I think DH's diagnosis was schizoaffective disorder, C The reason why I can't seem to stop blaming myself is because the "friend" told me I was to blame, and he'd been managing his illness for a decade.
It was the last month, the intrusive thoughts, he was convinced he was evil. I tried to rationalise with him. He never once told me he was suicidal.
Thank you for sharing that with me Paula, that's given me a bit more understanding. I'm sorry you've been a a similar place to DH. I've asked him to keep an eye on you.
Do you know, we drove all the way up to Gretna Green to get married. I remember driving through Cumbria, the shafts of light through the gaps in the low, grey clouds, onto the hills. Then crashing disappointment to be told by the vicar/minister, "I wish I could marry the pair of you, but you need to register the marriage certificate 15 days beforehand." It was a proper road trip, we even slept in the car on the way up there. We managed to successfully marry each other a couple of months later.

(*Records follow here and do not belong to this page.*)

PR #157, opened 2016-11-05
GtkBox to GtkGrid in gpodder.ui

vossad01:
There were two or three instances where the deprecated `GtkVBox` or `GtkHBox` was being used in **gpodder.ui**.  `GtkBox` could have been used, though the documentation indicates that, eventually it will be deprecated as well, so `GtkGrid` is more future proof.

> If you don’t need first-child or last-child styling, and want your code to be future-proof, the recommendation is to switch to GtkGrid instead of nested boxes. For more information about migrating to GtkGrid, see Migrating from other containers to GtkGrid.

https://developer.gnome.org/gtk3/stable/GtkHBox.html

While I was at it I just changed all instances within **gpodder.ui** to `GtkGrid` as it seemed like as good of time as any to do so.  If you would rather just have the `GtkVBox` and `GtkHBox` instances changed, I can easily provide a different pull request.

Also added a .gitignore file to help avoid accidentally checking in *.pyc files.

### DIFF
--- a/.gitignore
+++ b/.gitignore
@@ -1,0 +1,3 @@
+*.pyc
+src/feedparser.py
+src/mygpoclient
--- a/share/gpodder/ui/gtk/gpodder.ui
+++ b/share/gpodder/ui/gtk/gpodder.ui
@@ -30,9 +30,9 @@
     <property name="urgency_hint">False</property>
     <signal handler="on_gPodder_delete_event" name="delete-event"/>
     <child>
-      <object class="GtkVBox" id="vMain">
+      <object class="GtkGrid" id="vMain">
         <property name="visible">True</property>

You asked me the other day C, were the kittencats being annoying. Well, MCat's been the perfect, if not slightly sinister gentleman. Little Monsieur - being a complete arse. Demented digging at vertical surfaces loud enough to wake me, pulling up corners of the carpet, determined hurling of all things off all surfaces. I can hear him now, chasing MCat up and down the stairs.
Sorry for rambling, better than thinking.